● **Your assignment**:
Looking at the records below, count how many lines contain the string "case". Give that number alone.

### Data supplied

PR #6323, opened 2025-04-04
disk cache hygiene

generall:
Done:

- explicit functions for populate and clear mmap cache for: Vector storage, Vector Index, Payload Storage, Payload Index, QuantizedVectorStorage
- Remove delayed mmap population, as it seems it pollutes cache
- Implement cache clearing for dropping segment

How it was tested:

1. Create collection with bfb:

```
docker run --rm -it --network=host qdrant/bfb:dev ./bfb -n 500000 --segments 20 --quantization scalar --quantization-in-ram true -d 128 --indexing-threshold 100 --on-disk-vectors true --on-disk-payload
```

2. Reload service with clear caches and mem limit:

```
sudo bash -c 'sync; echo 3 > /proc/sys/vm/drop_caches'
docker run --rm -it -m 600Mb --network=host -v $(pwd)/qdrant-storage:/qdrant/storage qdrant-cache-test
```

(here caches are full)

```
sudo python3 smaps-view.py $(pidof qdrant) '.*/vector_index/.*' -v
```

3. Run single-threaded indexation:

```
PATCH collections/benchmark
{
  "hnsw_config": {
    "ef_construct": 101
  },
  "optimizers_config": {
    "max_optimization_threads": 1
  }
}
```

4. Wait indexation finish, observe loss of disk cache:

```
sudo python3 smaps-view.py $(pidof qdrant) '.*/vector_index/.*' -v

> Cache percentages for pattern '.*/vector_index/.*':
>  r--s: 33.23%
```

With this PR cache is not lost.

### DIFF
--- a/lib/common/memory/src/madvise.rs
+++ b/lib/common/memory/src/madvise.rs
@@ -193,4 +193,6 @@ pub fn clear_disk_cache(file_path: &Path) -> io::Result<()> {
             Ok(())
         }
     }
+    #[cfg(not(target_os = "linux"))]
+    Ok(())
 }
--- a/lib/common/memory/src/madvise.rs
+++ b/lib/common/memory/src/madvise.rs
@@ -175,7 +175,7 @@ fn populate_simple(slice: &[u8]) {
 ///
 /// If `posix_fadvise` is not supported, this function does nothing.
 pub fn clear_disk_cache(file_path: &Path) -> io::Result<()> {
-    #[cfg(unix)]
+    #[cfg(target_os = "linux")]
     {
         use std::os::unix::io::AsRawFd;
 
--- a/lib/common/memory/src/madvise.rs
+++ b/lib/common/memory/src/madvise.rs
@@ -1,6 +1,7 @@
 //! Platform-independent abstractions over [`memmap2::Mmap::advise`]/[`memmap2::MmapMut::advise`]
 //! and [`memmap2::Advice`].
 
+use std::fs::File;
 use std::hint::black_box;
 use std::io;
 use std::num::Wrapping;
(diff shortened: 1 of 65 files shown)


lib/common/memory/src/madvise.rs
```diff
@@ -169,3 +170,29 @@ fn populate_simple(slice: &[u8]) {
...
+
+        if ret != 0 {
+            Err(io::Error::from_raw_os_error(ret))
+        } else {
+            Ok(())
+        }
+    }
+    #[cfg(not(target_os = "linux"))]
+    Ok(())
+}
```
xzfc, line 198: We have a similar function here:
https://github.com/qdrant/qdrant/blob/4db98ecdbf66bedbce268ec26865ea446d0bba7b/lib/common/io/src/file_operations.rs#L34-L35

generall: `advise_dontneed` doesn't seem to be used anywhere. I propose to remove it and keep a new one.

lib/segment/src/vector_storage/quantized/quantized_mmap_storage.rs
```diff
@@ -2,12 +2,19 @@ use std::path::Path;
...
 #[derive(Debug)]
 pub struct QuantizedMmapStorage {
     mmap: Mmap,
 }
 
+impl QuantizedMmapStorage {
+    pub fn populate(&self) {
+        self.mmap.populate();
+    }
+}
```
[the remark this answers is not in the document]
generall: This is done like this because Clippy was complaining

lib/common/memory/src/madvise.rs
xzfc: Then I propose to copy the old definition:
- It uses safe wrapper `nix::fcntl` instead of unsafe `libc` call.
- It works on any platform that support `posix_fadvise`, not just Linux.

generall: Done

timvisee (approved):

######
### Data supplied

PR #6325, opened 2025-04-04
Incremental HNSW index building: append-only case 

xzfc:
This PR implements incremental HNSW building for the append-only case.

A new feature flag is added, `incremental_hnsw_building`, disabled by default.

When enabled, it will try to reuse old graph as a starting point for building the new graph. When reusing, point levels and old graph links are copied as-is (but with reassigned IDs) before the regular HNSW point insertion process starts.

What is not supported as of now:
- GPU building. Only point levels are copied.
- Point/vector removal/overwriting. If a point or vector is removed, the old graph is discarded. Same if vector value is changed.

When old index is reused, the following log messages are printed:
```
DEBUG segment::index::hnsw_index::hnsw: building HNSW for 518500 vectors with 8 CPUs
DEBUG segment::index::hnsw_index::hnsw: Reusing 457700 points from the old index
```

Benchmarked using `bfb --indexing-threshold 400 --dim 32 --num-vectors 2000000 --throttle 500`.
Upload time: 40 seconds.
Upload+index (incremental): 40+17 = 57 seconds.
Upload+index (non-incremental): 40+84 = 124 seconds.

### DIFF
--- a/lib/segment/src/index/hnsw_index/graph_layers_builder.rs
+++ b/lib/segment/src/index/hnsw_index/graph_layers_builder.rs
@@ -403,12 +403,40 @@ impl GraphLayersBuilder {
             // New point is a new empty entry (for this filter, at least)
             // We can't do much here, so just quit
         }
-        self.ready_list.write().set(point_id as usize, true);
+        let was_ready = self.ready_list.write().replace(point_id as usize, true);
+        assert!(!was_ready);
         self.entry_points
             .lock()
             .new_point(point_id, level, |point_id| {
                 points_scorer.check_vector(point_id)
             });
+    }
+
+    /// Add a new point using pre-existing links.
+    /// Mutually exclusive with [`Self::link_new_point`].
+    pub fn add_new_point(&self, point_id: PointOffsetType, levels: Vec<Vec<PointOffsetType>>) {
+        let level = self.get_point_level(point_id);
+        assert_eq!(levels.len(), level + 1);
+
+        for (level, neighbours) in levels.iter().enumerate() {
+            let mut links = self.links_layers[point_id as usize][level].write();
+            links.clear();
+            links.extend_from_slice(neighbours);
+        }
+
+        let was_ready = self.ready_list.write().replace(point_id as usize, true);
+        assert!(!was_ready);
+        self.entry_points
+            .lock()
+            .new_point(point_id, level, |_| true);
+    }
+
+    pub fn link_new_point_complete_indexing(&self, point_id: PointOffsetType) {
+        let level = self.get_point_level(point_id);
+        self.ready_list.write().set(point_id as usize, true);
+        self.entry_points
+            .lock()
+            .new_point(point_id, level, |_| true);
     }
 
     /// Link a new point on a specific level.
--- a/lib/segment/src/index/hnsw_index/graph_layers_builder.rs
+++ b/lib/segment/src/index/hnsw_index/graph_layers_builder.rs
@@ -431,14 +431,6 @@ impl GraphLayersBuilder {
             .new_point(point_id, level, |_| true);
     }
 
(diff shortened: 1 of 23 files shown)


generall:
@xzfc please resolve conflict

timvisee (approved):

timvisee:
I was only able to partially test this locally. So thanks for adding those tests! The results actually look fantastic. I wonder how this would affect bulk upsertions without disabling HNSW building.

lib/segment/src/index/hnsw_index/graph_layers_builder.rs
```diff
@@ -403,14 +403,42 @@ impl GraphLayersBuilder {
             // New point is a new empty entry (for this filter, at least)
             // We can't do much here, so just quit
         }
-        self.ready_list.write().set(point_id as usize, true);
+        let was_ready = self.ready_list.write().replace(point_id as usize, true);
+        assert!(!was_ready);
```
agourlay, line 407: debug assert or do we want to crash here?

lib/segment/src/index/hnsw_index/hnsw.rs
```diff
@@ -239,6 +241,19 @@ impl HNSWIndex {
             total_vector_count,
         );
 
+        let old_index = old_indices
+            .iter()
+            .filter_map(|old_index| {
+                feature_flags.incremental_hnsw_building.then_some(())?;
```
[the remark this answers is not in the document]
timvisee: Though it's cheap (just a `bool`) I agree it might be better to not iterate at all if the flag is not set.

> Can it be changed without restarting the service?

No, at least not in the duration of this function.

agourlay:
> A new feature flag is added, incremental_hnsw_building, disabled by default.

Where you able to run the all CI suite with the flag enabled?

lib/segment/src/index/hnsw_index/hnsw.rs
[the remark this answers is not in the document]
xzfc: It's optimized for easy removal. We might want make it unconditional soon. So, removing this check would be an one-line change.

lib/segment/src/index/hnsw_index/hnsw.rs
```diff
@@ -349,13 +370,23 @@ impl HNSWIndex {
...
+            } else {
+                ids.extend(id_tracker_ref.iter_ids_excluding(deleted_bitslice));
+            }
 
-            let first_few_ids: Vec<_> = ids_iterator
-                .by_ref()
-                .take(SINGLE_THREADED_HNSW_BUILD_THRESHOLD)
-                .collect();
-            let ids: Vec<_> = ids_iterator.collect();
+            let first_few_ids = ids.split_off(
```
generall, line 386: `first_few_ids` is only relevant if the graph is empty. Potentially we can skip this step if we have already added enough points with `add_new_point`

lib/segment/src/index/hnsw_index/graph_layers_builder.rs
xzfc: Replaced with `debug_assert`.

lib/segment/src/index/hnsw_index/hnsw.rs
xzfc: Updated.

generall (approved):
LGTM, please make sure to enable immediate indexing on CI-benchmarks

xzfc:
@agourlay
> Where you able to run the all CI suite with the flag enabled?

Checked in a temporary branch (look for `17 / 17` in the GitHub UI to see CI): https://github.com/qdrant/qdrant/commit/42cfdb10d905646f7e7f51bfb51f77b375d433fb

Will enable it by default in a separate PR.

######

● **Output**:
2